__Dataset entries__
§ §
PR #1144, opened 2015-01-06
PRM Saved Search - force sort order to date (newest first)

galitskyd:
Creating a Partner Saved Search will now have sort_by = Date
Added a data migration to easily update our db on production. (sets all partner saved searches sort_by = Date)

### DIFF
--- a/mysearches/migrations/0003_partner_saved_search_default_sort_by_to_date.py
+++ b/mysearches/migrations/0003_partner_saved_search_default_sort_by_to_date.py
@@ -1,0 +1,414 @@
+# -*- coding: utf-8 -*-
+from south.utils import datetime_utils as datetime
+from south.db import db
+from south.v2 import SchemaMigration
+from django.db import models
+
+
+class Migration(SchemaMigration):
+    # This is only a data migration (no real migrations)
+    # so need to set no_dry_run to True
+    no_dry_run = True
+
+    def forwards(self, orm):
+        # Default sort_by set to 'Date' for Partner Saved Searches, see PD-912
+        for savedsearch in orm.SavedSearch.objects.filter(partnersavedsearch=True):
+            savedsearch.sort_by = 'Date'
+            savedsearch.save()
+
+    def backwards(self, orm):
+        pass
+
+    models = {
+        u'auth.group': {
+            'Meta': {'object_name': 'Group'},
+            u'id': ('django.db.models.fields.AutoField', [], {'primary_key': 'True'}),
+            'name': ('django.db.models.fields.CharField', [], {'unique': 'True', 'max_length': '80'}),
+            'permissions': ('django.db.models.fields.related.ManyToManyField', [], {'to': u"orm['auth.Permission']", 'symmetrical': 'False', 'blank': 'True'})
+        },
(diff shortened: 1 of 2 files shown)


mysearches/migrations/0003_partner_saved_search_default_sort_by_to_date.py
```diff
@@ -0,0 +1,414 @@
...
+
+
+class Migration(SchemaMigration):
+    # This is only a data migration (no real migrations)
+    # so need to set no_dry_run to True
+    no_dry_run = True
+
+    def forwards(self, orm):
+        # Default sort_by set to 'Date' for Partner Saved Searches, see PD-912
+        for savedsearch in orm.SavedSearch.objects.filter(partnersavedsearch=True):
```
tdphillips: Does this work? I thought it would be something like `partnersavedsearch__isnull=False`

Also, you could probably update the queryset rather than iterating over it.

aspidites: `orm.SavedSearch.objects.filter(partnersavedsearch__isnull=False).update(sort_by='Date')` IIRC.

mysearches/migrations/0003_partner_saved_search_default_sort_by_to_date.py
```diff
@@ -0,0 +1,414 @@
...
+            savedsearch.sort_by = 'Date'
+            savedsearch.save()
+
+    def backwards(self, orm):
```
aspidites: Not that we should be backward migrating, but should we set it back to relevance here?

tdphillips: I haven't checked the data, but it's possible it wasn't relevance if the recipient changed it.

galitskyd: What @tdphillips said.

mysearches/migrations/0003_partner_saved_search_default_sort_by_to_date.py
almathew: `orm.PartnerSavedSearch.objects.update(sort_by='Date')`?

mysearches/migrations/0003_partner_saved_search_default_sort_by_to_date.py
```diff
@@ -0,0 +1,409 @@
...
+from django.db import models
+
+
+class Migration(DataMigration):
+
+    def forwards(self, orm):
+        # Default sort_by set to 'Date' for Partner Saved Searches, see PD-912
+        orm.SavedSearch.objects.filter(partnersavedsearch__isnull=False).update(sort_by='Date')
+
+    def backwards(self, orm):
```
aspidites: Again, are we not worried about setting this back to relevance in case of a backward migration? @JLMcLaugh?

tdphillips: Out of 1602 partner saved searches, zero of them are sort_by=Date. I retract my previous comment.

PR #1541, opened 2015-05-27
[PD-1381] Approval status

aspidites:
- default status is approved.
- can't use F objects or bulk create because of foreign keys
- couldn't find a reference to a user from partner, so i just set the approved_by for this model to the first company user of the owner of that partner


mypartners/models.py
```diff
@@ -194,6 +214,8 @@ class Contact(models.Model):
     notes = models.TextField(max_length=1000, verbose_name='Notes',
                              blank=True, default="")
     archived_on = models.DateTimeField(null=True)
+    approval_status = models.ForeignKey(
```
tdphillips: Should this be a OneToOneField?

mypartners/models.py
```diff
@@ -39,6 +39,26 @@
...
+    UNPROCESSED, APPROVED, DENIED = range(3)
+    STATUS_CODES = (
+        (UNPROCESSED, "Unprocessed"),
+        (APPROVED, "Approved"),
+        (DENIED, "Denied")
+    )
+    
+    code = models.PositiveSmallIntegerField(
+        default=APPROVED, choices=STATUS_CODES, verbose_name="Status Code")
+    last_modified = models.DateTimeField(verbose_name="Last Modified")
```
almathew: It might be worth tracking user now to save yourself the hassle of adding it later.

almathew: Also, you probably want `auto_now=True` 

https://docs.djangoproject.com/en/1.6/ref/models/fields/#django.db.models.DateField.auto_now

aspidites: @almathew I don't think we do want to track users. The original use case was creating records from emails, which wouldn't have users. I'll add an approved_by, though.

PR #1545, opened 2015-05-29
Single microsite job listing [PD-1296]

almathew:
Business Units can be tied to a site package, limiting all the jobs for that business unit to showing up ONLY on the sites specified in the site package.


almathew:
Should be done, but I'm getting a test failure that I think is probably related to my environment at the moment.

almathew:
Jenkins is satisfied. @JLMcLaugh or @mklauber might want to look at this?

mklauber:
+1

PR #1546, opened 2015-05-29
Fix for AT&T

mklauber:


almathew:
Since it was already merged without waiting once....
§ §
__About this exercise__
The required output is the exact run of lines from the beginning of the records to the line with "Added a data", that line included.

__Response box__
PR #1144, opened 2015-01-06
PRM Saved Search - force sort order to date (newest first)

galitskyd:
Creating a Partner Saved Search will now have sort_by = Date
Added a data migration to easily update our db on production. (sets all partner saved searches sort_by = Date)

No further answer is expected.